**TASK STATEMENT:** Instruction for the data below: set down exactly the lines from the line with "1424: CheckRun fails to evaluate jol#24" to the line with "The problem is", inclusive, and no others.
Start of EXTRACTED RECORDS
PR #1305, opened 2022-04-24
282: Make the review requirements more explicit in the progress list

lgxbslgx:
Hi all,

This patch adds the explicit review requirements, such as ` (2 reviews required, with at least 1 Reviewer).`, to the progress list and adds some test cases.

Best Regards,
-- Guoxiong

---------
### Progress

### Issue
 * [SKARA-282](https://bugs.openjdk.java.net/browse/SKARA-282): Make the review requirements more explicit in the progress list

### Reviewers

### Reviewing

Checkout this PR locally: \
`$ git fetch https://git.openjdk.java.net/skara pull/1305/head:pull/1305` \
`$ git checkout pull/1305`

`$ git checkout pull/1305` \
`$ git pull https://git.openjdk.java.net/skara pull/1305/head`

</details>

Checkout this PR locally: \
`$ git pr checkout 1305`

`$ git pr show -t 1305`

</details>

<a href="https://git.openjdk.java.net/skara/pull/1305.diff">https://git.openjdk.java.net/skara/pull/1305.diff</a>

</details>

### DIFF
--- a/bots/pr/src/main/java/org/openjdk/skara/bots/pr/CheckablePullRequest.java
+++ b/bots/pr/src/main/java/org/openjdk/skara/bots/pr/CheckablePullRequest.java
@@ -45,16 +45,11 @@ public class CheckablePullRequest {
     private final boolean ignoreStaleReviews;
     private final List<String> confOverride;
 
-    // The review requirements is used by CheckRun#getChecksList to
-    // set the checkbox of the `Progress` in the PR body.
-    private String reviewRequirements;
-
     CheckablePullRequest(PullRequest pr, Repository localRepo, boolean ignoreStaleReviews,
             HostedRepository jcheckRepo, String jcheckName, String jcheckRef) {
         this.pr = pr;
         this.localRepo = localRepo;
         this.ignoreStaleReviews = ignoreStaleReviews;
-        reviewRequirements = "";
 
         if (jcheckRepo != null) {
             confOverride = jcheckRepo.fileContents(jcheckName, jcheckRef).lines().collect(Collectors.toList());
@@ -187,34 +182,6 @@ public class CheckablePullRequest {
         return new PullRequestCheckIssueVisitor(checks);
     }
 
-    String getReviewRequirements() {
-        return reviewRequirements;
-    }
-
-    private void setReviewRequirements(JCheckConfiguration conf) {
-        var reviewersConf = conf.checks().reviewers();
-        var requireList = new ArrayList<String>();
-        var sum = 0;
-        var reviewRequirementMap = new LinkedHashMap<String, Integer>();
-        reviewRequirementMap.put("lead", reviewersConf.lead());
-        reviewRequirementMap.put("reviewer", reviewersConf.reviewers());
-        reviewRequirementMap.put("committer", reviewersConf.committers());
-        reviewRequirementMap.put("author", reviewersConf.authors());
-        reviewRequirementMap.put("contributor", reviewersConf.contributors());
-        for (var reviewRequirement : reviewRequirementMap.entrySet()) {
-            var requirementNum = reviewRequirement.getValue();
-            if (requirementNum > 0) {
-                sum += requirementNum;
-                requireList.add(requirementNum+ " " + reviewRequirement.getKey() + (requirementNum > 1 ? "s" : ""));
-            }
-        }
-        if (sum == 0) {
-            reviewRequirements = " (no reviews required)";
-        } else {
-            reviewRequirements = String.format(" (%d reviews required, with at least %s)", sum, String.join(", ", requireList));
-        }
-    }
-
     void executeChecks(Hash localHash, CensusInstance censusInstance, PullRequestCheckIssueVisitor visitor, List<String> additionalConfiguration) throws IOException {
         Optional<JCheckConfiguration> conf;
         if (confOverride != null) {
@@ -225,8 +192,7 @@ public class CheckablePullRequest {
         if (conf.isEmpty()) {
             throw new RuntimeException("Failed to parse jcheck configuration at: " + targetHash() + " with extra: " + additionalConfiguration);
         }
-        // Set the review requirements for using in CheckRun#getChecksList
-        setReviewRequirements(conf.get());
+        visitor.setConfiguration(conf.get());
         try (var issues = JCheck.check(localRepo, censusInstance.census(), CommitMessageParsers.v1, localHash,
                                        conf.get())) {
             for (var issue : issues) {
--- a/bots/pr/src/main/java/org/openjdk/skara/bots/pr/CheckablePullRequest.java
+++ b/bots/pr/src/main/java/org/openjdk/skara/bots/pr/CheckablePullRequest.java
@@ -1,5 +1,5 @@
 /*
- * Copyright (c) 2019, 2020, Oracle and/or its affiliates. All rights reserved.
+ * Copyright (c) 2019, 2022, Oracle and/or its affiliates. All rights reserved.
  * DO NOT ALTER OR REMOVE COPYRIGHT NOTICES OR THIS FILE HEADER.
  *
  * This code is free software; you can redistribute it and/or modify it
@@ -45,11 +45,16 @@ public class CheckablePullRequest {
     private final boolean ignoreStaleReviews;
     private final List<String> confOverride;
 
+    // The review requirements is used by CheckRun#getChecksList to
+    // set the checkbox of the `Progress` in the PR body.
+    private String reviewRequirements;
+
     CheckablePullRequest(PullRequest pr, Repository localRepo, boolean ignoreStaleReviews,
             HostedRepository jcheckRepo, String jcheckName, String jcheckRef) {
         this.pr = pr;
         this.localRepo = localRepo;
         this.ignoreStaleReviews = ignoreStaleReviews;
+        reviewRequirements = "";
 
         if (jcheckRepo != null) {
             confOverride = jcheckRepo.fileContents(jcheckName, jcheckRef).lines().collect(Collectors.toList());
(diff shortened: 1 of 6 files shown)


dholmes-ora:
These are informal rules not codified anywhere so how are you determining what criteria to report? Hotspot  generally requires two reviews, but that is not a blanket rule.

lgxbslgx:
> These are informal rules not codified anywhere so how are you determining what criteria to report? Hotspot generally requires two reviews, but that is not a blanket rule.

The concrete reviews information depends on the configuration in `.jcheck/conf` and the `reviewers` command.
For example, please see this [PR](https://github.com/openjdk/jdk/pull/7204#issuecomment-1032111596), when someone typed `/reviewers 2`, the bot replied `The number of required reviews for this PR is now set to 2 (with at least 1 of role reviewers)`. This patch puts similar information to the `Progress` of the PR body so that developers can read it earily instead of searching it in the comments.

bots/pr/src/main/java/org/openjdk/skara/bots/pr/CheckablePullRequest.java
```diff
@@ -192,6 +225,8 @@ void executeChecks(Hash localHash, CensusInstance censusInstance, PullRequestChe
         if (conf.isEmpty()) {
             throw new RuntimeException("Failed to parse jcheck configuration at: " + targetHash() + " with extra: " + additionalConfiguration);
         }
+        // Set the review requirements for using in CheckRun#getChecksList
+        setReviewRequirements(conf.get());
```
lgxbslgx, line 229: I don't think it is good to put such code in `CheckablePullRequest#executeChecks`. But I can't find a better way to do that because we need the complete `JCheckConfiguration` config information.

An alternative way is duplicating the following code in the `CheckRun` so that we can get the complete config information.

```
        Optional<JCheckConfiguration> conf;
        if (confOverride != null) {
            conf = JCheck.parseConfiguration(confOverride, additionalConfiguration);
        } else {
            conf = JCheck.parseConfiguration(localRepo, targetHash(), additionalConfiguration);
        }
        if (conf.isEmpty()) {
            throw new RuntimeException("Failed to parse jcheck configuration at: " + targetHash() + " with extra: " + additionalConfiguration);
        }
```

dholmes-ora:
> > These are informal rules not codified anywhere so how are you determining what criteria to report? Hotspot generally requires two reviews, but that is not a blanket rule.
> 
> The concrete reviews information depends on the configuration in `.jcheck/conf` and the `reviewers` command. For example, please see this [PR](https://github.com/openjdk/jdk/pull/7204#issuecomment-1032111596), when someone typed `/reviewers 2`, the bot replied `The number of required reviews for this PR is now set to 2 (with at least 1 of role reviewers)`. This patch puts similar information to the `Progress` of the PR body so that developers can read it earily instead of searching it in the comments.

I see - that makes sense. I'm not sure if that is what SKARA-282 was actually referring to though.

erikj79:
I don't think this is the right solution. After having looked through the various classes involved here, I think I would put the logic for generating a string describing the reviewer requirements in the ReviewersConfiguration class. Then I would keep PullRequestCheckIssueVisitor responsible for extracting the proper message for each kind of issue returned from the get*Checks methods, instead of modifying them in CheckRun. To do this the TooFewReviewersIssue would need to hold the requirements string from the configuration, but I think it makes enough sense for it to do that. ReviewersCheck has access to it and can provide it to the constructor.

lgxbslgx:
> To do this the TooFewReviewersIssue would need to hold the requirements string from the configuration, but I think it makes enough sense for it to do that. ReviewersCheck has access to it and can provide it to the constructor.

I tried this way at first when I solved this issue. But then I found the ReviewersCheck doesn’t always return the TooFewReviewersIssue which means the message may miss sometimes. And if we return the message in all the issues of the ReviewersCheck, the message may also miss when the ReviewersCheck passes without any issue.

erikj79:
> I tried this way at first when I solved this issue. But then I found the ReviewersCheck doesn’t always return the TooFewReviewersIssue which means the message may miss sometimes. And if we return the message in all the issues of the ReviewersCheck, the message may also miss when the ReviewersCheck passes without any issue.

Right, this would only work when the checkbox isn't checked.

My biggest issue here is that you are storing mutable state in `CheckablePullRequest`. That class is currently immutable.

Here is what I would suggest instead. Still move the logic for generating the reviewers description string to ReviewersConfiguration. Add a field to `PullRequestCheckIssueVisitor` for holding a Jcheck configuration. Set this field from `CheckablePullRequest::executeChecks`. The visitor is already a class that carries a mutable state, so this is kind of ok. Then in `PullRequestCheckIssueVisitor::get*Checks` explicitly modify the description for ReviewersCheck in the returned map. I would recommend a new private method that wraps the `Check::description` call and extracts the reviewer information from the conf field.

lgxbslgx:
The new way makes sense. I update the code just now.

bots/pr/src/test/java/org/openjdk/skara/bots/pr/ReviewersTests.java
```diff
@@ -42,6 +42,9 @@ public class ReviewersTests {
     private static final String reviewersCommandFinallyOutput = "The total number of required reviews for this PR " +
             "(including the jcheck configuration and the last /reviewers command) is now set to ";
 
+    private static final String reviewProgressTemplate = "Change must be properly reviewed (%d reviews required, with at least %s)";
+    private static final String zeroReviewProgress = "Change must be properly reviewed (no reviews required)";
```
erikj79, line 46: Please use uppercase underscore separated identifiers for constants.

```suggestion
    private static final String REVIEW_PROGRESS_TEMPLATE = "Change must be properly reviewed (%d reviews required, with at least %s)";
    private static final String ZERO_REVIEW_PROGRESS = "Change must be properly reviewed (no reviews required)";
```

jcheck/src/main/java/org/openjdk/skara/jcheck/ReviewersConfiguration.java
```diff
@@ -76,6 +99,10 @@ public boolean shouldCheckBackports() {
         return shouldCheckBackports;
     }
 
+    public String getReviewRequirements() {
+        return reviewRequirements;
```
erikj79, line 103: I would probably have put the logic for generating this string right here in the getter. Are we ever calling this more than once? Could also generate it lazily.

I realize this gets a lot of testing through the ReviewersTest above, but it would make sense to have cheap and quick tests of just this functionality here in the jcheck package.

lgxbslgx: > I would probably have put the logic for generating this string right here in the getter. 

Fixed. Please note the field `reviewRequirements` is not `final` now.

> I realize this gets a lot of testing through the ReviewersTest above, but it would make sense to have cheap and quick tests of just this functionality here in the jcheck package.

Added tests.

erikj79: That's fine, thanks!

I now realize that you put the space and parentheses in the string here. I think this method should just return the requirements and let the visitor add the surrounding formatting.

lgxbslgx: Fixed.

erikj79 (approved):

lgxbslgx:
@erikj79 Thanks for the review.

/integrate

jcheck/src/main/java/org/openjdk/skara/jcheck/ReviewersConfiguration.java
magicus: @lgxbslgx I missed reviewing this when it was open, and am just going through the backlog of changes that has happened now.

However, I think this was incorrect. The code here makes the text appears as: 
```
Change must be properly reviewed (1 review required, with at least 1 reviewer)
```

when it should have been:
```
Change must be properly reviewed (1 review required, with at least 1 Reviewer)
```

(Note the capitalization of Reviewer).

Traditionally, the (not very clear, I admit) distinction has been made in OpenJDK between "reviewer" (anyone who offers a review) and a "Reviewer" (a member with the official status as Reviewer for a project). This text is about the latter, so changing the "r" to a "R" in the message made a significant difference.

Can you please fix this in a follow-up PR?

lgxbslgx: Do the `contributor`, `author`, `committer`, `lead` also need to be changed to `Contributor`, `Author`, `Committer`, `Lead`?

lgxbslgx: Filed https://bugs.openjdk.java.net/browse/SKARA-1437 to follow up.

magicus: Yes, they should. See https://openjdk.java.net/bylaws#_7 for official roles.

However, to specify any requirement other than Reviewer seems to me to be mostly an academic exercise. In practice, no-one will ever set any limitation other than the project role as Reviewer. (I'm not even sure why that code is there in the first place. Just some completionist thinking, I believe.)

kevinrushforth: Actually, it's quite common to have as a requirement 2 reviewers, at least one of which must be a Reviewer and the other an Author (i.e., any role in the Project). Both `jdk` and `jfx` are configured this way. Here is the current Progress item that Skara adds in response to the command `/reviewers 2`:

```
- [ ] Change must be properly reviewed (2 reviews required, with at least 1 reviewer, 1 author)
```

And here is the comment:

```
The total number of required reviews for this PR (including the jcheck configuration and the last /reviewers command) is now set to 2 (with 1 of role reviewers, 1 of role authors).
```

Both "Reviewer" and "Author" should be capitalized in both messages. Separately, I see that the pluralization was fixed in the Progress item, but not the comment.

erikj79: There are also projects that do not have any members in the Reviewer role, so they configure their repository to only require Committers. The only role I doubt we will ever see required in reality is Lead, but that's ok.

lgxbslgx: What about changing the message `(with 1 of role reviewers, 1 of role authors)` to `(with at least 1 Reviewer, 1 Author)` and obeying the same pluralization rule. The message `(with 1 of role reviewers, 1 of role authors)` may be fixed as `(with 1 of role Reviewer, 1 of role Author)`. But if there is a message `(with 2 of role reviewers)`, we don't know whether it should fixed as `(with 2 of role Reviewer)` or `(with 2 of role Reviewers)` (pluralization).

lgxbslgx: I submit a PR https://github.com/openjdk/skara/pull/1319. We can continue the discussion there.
End of EXTRACTED RECORDS
Start of EXTRACTED RECORDS
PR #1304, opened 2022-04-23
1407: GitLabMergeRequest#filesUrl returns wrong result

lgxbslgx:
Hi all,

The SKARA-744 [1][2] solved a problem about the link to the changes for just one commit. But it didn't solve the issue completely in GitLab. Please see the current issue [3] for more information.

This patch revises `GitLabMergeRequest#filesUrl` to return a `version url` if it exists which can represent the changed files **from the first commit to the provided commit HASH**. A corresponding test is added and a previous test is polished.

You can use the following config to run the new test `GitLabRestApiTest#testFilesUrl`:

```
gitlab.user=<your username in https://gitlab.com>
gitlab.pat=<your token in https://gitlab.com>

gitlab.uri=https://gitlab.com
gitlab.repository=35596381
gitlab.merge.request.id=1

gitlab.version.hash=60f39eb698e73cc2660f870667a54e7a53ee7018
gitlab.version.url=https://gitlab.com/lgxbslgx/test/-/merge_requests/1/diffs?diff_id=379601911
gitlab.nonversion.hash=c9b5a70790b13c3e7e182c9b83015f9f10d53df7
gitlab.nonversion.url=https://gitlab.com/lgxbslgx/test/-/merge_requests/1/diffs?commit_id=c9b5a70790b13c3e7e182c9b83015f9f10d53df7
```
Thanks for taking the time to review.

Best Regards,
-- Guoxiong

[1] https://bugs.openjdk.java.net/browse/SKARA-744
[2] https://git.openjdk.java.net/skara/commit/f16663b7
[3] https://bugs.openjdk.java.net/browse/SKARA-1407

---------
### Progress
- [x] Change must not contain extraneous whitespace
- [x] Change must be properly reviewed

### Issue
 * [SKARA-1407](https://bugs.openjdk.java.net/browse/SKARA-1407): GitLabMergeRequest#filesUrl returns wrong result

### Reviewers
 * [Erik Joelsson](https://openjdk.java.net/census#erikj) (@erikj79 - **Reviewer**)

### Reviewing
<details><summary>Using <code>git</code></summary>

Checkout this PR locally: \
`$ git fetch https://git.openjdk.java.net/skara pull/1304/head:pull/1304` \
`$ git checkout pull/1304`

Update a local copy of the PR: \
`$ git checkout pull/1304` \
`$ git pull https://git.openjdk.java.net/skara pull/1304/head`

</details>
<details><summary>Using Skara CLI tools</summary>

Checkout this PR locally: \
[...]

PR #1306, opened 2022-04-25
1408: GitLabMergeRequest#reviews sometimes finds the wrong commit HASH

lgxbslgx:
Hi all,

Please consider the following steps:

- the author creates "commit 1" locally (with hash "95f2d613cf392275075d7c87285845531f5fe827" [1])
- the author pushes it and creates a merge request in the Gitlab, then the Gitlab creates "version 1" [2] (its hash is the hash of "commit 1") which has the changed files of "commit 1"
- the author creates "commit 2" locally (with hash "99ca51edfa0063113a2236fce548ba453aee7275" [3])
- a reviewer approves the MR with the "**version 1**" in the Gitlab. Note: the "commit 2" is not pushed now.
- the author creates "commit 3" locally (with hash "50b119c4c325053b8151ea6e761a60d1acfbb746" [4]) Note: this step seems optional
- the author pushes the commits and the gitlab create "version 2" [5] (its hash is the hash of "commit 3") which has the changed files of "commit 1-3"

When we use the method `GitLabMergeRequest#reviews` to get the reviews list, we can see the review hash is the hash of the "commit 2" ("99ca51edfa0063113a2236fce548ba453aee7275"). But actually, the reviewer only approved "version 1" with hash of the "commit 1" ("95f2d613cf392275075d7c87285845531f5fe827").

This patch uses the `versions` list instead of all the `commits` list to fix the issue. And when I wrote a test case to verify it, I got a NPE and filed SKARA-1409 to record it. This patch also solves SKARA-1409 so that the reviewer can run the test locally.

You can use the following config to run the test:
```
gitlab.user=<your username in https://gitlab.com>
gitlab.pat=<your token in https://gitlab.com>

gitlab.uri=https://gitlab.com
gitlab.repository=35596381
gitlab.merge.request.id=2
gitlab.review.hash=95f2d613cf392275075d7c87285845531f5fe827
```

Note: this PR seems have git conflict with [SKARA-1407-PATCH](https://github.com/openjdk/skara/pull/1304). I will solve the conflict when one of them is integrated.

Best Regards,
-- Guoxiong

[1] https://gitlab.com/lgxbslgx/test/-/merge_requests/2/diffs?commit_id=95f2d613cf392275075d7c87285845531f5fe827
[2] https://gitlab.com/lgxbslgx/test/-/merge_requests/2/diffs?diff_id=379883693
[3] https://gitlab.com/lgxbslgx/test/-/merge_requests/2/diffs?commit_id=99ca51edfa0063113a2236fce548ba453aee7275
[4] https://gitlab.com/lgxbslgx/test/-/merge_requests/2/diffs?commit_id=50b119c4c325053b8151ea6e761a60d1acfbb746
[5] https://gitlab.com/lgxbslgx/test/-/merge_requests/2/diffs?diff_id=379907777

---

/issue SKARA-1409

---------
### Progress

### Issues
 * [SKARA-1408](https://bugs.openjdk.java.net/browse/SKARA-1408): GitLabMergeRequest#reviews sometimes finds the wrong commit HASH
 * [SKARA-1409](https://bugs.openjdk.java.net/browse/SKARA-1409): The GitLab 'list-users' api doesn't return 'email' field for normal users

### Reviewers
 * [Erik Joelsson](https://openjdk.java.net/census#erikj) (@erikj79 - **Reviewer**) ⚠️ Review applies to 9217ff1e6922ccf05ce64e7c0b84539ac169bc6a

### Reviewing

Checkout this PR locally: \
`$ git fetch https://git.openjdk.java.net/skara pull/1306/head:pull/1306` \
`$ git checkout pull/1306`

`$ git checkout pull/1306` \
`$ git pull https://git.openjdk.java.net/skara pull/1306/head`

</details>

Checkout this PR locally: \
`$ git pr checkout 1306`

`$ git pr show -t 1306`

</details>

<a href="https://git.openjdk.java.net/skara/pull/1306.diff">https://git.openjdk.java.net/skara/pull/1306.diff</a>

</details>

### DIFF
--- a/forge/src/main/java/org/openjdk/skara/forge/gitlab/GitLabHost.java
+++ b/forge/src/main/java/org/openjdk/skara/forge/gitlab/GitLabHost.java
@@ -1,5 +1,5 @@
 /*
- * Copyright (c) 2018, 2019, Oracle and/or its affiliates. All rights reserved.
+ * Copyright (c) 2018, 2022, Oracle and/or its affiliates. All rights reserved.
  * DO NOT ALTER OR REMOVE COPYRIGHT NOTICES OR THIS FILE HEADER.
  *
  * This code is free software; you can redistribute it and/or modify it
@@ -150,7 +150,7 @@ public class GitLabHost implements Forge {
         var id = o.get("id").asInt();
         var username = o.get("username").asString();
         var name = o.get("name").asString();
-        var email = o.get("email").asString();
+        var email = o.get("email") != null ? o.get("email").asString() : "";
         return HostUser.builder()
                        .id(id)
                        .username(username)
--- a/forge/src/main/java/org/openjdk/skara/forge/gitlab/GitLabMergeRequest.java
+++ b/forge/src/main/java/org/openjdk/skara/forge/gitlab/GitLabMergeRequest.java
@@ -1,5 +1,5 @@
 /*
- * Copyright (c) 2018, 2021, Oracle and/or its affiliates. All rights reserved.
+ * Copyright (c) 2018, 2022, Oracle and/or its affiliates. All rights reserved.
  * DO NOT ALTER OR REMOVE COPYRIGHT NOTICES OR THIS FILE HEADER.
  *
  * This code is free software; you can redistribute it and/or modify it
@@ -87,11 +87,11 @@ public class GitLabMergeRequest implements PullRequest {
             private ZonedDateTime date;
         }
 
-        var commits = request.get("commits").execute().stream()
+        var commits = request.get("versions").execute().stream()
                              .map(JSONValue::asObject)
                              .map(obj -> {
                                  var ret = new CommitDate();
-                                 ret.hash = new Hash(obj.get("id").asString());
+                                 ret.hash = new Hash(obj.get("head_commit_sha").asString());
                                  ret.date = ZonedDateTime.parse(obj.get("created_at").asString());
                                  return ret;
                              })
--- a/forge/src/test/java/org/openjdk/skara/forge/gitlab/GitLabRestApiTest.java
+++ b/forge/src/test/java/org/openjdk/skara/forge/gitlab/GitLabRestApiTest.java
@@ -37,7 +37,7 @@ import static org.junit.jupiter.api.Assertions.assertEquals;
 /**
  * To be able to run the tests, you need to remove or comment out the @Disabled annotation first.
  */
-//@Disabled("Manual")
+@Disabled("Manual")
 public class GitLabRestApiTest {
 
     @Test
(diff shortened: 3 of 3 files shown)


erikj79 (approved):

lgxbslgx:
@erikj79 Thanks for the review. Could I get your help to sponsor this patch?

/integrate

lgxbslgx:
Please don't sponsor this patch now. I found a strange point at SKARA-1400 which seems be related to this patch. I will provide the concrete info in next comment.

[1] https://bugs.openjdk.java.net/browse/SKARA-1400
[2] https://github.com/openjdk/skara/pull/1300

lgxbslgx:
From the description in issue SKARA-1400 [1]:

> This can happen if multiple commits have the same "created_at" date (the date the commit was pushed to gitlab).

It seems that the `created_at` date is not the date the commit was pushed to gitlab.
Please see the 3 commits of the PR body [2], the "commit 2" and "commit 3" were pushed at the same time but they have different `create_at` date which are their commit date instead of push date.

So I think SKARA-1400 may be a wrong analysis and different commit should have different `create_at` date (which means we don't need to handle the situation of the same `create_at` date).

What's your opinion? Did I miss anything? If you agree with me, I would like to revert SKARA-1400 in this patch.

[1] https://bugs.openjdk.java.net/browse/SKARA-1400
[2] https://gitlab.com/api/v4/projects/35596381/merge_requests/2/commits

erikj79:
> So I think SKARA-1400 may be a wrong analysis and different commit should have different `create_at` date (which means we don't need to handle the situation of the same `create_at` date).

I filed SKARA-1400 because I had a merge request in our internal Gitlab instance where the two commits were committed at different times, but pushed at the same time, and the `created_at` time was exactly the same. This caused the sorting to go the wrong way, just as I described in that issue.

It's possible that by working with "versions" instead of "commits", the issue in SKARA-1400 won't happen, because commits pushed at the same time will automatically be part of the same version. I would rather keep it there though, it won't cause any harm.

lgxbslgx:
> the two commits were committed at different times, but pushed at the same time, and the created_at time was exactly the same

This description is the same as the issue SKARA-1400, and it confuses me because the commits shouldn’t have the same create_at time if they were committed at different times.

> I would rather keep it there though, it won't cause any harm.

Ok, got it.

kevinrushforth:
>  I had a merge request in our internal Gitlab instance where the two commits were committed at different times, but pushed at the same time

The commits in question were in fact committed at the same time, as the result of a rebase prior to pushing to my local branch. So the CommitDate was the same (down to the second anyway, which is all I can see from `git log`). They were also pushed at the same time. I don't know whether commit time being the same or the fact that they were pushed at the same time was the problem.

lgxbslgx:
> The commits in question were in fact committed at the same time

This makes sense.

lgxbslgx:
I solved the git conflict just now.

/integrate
End of EXTRACTED RECORDS
Start of EXTRACTED RECORDS
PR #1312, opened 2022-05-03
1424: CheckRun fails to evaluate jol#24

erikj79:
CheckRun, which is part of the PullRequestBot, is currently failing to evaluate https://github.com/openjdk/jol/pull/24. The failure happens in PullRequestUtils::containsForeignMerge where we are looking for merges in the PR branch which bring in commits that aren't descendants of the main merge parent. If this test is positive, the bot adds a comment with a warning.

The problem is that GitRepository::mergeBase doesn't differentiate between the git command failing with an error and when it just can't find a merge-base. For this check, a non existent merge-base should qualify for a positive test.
End of EXTRACTED RECORDS
**RESULT FOR THIS TASK:**
1424: CheckRun fails to evaluate jol#24

erikj79:
CheckRun, which is part of the PullRequestBot, is currently failing to evaluate https://github.com/openjdk/jol/pull/24. The failure happens in PullRequestUtils::containsForeignMerge where we are looking for merges in the PR branch which bring in commits that aren't descendants of the main merge parent. If this test is positive, the bot adds a comment with a warning.

The problem is that GitRepository::mergeBase doesn't differentiate between the git command failing with an error and when it just can't find a merge-base. For this check, a non existent merge-base should qualify for a positive test.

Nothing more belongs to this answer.